Assignment - Only the stretch of the listing below that runs from the line with "the output label" through the line with "(int)round(CLAMP(rgb[1], 0.f, 1.f)" is to be printed, exactly and with both ends.

++++ Given data ++++

PR #6352, opened 2020-09-22
Add LCh view mode to color picker

msdm:
This PR adds LCh support to the color picker module as a view mode.


TurboGit:
Now that #6350 has been merged you need to rebase and rework this PR. TIA!

dterrahe:
Is what is happening here useful outside of just the colorpicker left-panel module? This Lch transformation is intended/will be just for presentational purposes, right? Could it not simply be done in the colorpicker module itself, in _update_sample_label and _sample_tooltip_callback, rather than having to carry it forward through several function interfaces? Maybe I am mistaken that it is not computationally identical? The dt_Lab_2_LCH doesn't look heavy enough to require so much buffering.

msdm:
> Could it not simply be done in the colorpicker module itself, in _update_sample_label and _sample_tooltip_callback, rather than having to carry it forward through several function interfaces?
I'm absolutely OK with your suggestion. I just implemented it this way to keep color space calculations separated from the presentation logic. Though, it seems there is not a separation between such logics in the source code of darktable.

TurboGit:
Ok, so closing.

PR #6355, opened 2020-09-23
add lch presentation option to color picker module

dterrahe:
This seems to get similar results to #6352 but in a more localised way.

The tooltip is getting rather large with this addition...

### DIFF
--- a/src/libs/colorpicker.c
+++ b/src/libs/colorpicker.c
@@ -145,6 +145,7 @@ static void _update_sample_label(dt_colorpicker_sample_t *sample)
 
   // Setting the output label
   char text[128] = { 0 };
+  float alt[3] = { 0 };
 
   switch(model)
   {
@@ -159,6 +160,18 @@ static void _update_sample_label(dt_colorpicker_sample_t *sample)
     case 1:
       // Lab
       snprintf(text, sizeof(text), "%6.02f %6.02f %6.02f", CLAMP(lab[0], .0f, 100.0f), lab[1], lab[2]);
+      break;
+
+    case 2:
+      // LCh
+      dt_Lab_2_LCH(lab, alt);
+      snprintf(text, sizeof(text), "%6.02f %6.02f %6.02f", CLAMP(alt[0], .0f, 100.0f), alt[1], alt[2] * 360);
+      break;
+
+    case 3:
+      // HSL
+      dt_RGB_2_HSL(rgb, alt);
+      snprintf(text, sizeof(text), "%6.02f %6.02f %6.02f", alt[0] * 360, alt[1] * 100, alt[2] * 100);
       break;
   }
 
@@ -224,11 +237,11 @@ static gboolean _sample_tooltip_callback(GtkWidget *widget, gint x, gint y, gboo
 
   gchar **sample_parts = g_malloc0_n(12, sizeof(char*));
 
-  sample_parts[3] = g_strdup_printf("%22s(0x%02X%02X%02X)\n<b>%14s</b>", " ",
+  sample_parts[3] = g_strdup_printf("%22s(0x%02X%02X%02X)\n<big><b>%14s</b></big>", " ",
                                     (int)round(sample->rgb.red   * 255.f),
                                     (int)round(sample->rgb.green * 255.f),
                                     (int)round(sample->rgb.blue  * 255.f), _("RGB"));
-  sample_parts[7] = g_strdup_printf("\n<b>%14s</b>", _("Lab"));
+  sample_parts[7] = g_strdup_printf("\n<big><b>%14s</b></big>", _("Lab"));
 
   for(int i = 0; i < 3; i++)
   {
@@ -241,9 +254,9 @@ static gboolean _sample_tooltip_callback(GtkWidget *widget, gint x, gint y, gboo
                                       (int)round(CLAMP(rgb[1], 0.f, 1.f) * 255.f),
                                       (int)round(CLAMP(rgb[2], 0.f, 1.f) * 255.f), " ");
 
-    sample_parts[i + 4] = g_strdup_printf("<span foreground='red'>%6d</span>  "
-                                          "<span foreground='green'>%6d</span>  "
-                                          "<span foreground='blue'>%6d</span>  %s",
+    sample_parts[i + 4] = g_strdup_printf("<span foreground='#FF7F7F'>%6d</span>  "
+                                          "<span foreground='#7FFF7F'>%6d</span>  "
+                                          "<span foreground='#7F7FFF'>%6d</span>  %s",
                                           (int)round(rgb[0] * 255.f),
                                           (int)round(rgb[1] * 255.f),
                                           (int)round(rgb[2] * 255.f), _(name[i]));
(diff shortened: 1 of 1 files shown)


msdm:
I haven't tried this PR but if it gives similar results to mine (#6352), I think this one should be merged as it is simpler with fewer changes in the code. I was also planning to add HSL support and it would be nice if you could do that part as well.

dterrahe:
OK, I added HSL as well as a presentation option in the combobox and converted using dt_RGB_2_HSL. I have no idea if this is the right thing to do and if any scaling/clamping would be required.

However, I have two reservations here:
- I don't think it makes sense to add all possible transformations to the tooltip as well, since it would get huge. Maybe LCh shouldn't really be there either.
- Is this conceptually correct? i.e. does the min/max/mean after these transformation really correspond to a transformation of the rgb or lab statistics at the end, or should this be done at the pixel level? I have no opinion, just asking. If this is just for fun/comparability/indication of scale, then "accuracy" might not be that relevant. Doing at pixel level of course would require significantly more work (and possibly cause slowdown) so in that case the addition would need some justification.

msdm:
Thanks a lot

TurboGit:
>     * I don't think it makes sense to add all possible transformations to the tooltip as well, since it would get huge. Maybe LCh shouldn't really be there either.

Agreed, let's remove this from tooltip.

src/libs/colorpicker.c
```diff
@@ -160,6 +161,18 @@ static void _update_sample_label(dt_colorpicker_sample_t *sample)
       // Lab
       snprintf(text, sizeof(text), "%6.02f %6.02f %6.02f", CLAMP(lab[0], .0f, 100.0f), lab[1], lab[2]);
       break;
+
+    case 2:
+      // LCh
+      dt_Lab_2_LCH(lab, alt);
+      snprintf(text, sizeof(text), "%.02f %.02f %.02f", CLAMP(alt[0], .0f, 100.0f), alt[1], alt[2] * 360);
```
TurboGit, line 168: all format should be : %2.02f as LCh values can be > 10. otherwise the number does not align well.

src/libs/colorpicker.c
```diff
@@ -164,8 +164,14 @@ static void _update_sample_label(dt_colorpicker_sample_t *sample)
...
-      dt_Lab_2_LCH(lab, lch);
-      snprintf(text, sizeof(text), "%.02f %.02f %.02f", CLAMP(lch[0], .0f, 100.0f), lch[1], lch[2] * 360);
+      dt_Lab_2_LCH(lab, alt);
+      snprintf(text, sizeof(text), "%.02f %.02f %.02f", CLAMP(alt[0], .0f, 100.0f), alt[1], alt[2] * 360);
+      break;
+
+    case 3:
+      // HSL
+      dt_RGB_2_HSL(rgb, alt);
+      snprintf(text, sizeof(text), "%.02f %.02f %.02f", alt[0], alt[1], alt[2]);
```
msdm, line 174: The "H" channel (alt[0]) of HSL should be multiplied to 360 just like the "h" channel of LCh.

dterrahe:
Do we like a slightly bigger font for the RGB/Lab headers in the tooltip?

TurboGit:
All this looks good except the fact that the numbers are moving around because they are not using the same length in all color mode. Add three live sample and change the RVB, Lab, LCh... 

I would use everywhere: "%6.02f %6.02f %6.02f"

And probably also adjust the RGB format to be "%6d %6d %6d".

Last, the color for the RVB numbers makes the numbers hard to read. I would use standard white, better lisibility than "fun" effect to me. I understand that this has not been changed here, but maybe better to do that as were are at it.

TurboGit:
> Do we like a slightly bigger font for the RGB/Lab headers in the tooltip?

Looks ok to me.

dterrahe:
> I would use everywhere: "%6.02f %6.02f %6.02f"

Yes, definitely! Much calmer.

> And probably also adjust the RGB format to be "%6d %6d %6d".

Not sure; I see RGB as a double option, because it also makes the color patch larger, in case you don't care about the numbers.
If you really want to have all the numbers the same size, then I'd want to add another option "Patch", that simply doesn't print a number at all.

> Last, the color for the RVB numbers makes the numbers hard to read. I would use standard white, better lisibility than "fun" effect to me. I understand that this has not been changed here, but maybe better to do that as were are at it.

You are right (and I was wondering why you didn't bring that up before!) I have now changed these to brighter color number (#FF7F7F rather than just 'red'). I think this works quite well. Could go even brighter if needed. The only drawback now is that these colors this way are not themable, but they work well with all current themes imho.

I won't cry if you make me remove them after all, but I think it is fun and _almost_ useful this way.

TurboGit:
> and I was wondering why you didn't bring that up before!

I thought it would work ok, but after using it I found it not ok. So just changing my mind. I'll check the new colors on all themes and will come back.

TurboGit:
> then I'd want to add another option "Patch",

Not sure about this and I would still prefer to avoid jumping numbers and patch resized when going from RGB to Lab which are the two most commons options I'm using. But let's see what others have to say about that as it is really a matter of preference.

dterrahe:
Fair enough! You know I rely on you to catch my experiments that don't work. Means I don't have to self-censure (too much).

dterrahe:
> > then I'd want to add another option "Patch",
> 
> Not sure about this

I just tried it. Works quite well, especially with narrow panels when the text is unreadable anyway. And there's still the tooltip.

"None" is a better name. "Color Only" would be too long (for narrow panels). And there should be at least one character (to indicate where to aim for the tooltip). How about a hamburger? (☰) It might give the impression there is something clickable.

Bullseye? ◎ (U+25CE)

I like it. Can I have it? Please?

Completely separately, I had the idea of automatically adding a sample when clicking (or releasing after drawing an area) with CTRL held. It turns out this is somewhat problematic, because a continuous series of updates is sent to the function linked to darktable.lib->proxy.colorpicker.update_panel so many samples would be added. I know the + button can be linked to an accelerator, but that would permanently cost a key (and besides nobody does that before they decide they'd like it). This would need a bit of work, so I'm not sure if it is worth it.

dterrahe:
image

johnny-bit:
bullseye looks great!

TurboGit:
> This would need a bit of work, so I'm not sure if it is worth it.

I would say no, to me this is not needed and would pollute the color picker lib when trying multiple time to select the proper area.

I'll merge this as-is. I'm not sure "none" is really useful (at least not to me) as the point of the color picker is to get the actual values of the pointed area. But maybe this will be useful for others and it does not make the GUI more complex. So let's this in.

One thing I've just seen is that there is the text on the tooltip "hover to highlight sample on canvas" but there is nothing happening. This is not a regression due to this PR, so can be fixed in another PR. I suspect a regression due to the pipe rewrite/optimization done recently.

TurboGit:
Thanks for this nice revamp of the color picker. Since 3.0 I think we have reworked almost every GUI part of dt.

dterrahe:
> I'll merge this as-is. I'm not sure "none" is really useful (at least not to me) as the point of the color picker is to get the actual values of the pointed area. But maybe this will be useful for others and it does not make the GUI more complex. So let's this in.

This would basically just be an easy access to the tooltip which has all the details (more than just the one statistic). The alternative would be to automatically switch to the bullseye when the text becomes unreadably small, but that would be more complicated...

PR #6367, opened 2020-09-23
colorpicker: display live sample location even if display sample off.

TurboGit:
Only by overring the patch sample we now display the area on the
picture.


TurboGit:
@dterrahe : kind of usability fix to me, no need to display all samples to see where one specific sample is on the picture.

PR #6368, opened 2020-09-24
make whole color picker sample row show location

dterrahe:
#6367 is great and made getting this to work worth it.

Adding the event box was trivial. Figuring out that capturing GDK_NOTIFY_INFERIOR was necessary, otherwise moving over the color patch would just briefly flash the location indication, was a _pain_. Why is nothing in gtk easy?

;-)

Now the selected area will be highlighted _while_ hovering over the delete button!


TurboGit:
Works for me !

PR #6375, opened 2020-09-24
resize notebook tabs using natural width of ellipsized labels

dterrahe:
When notebook tab labels are ellipsized, they are all treated as having size 0 and are allocated equal width. This is suboptimal when using narrow panels; long labels start to ellipsize while short labels still have lots of space. This especially shows when very short and very long labels are mixed in the same notebook. (#4940)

++++

Completed exercise -
   // Setting the output label
   char text[128] = { 0 };
+  float alt[3] = { 0 };
 
   switch(model)
   {
@@ -159,6 +160,18 @@ static void _update_sample_label(dt_colorpicker_sample_t *sample)
     case 1:
       // Lab
       snprintf(text, sizeof(text), "%6.02f %6.02f %6.02f", CLAMP(lab[0], .0f, 100.0f), lab[1], lab[2]);
+      break;
+
+    case 2:
+      // LCh
+      dt_Lab_2_LCH(lab, alt);
+      snprintf(text, sizeof(text), "%6.02f %6.02f %6.02f", CLAMP(alt[0], .0f, 100.0f), alt[1], alt[2] * 360);
+      break;
+
+    case 3:
+      // HSL
+      dt_RGB_2_HSL(rgb, alt);
+      snprintf(text, sizeof(text), "%6.02f %6.02f %6.02f", alt[0] * 360, alt[1] * 100, alt[2] * 100);
       break;
   }
 
@@ -224,11 +237,11 @@ static gboolean _sample_tooltip_callback(GtkWidget *widget, gint x, gint y, gboo
 
   gchar **sample_parts = g_malloc0_n(12, sizeof(char*));
 
-  sample_parts[3] = g_strdup_printf("%22s(0x%02X%02X%02X)\n<b>%14s</b>", " ",
+  sample_parts[3] = g_strdup_printf("%22s(0x%02X%02X%02X)\n<big><b>%14s</b></big>", " ",
                                     (int)round(sample->rgb.red   * 255.f),
                                     (int)round(sample->rgb.green * 255.f),
                                     (int)round(sample->rgb.blue  * 255.f), _("RGB"));
-  sample_parts[7] = g_strdup_printf("\n<b>%14s</b>", _("Lab"));
+  sample_parts[7] = g_strdup_printf("\n<big><b>%14s</b></big>", _("Lab"));
 
   for(int i = 0; i < 3; i++)
   {
@@ -241,9 +254,9 @@ static gboolean _sample_tooltip_callback(GtkWidget *widget, gint x, gint y, gboo
                                       (int)round(CLAMP(rgb[1], 0.f, 1.f) * 255.f),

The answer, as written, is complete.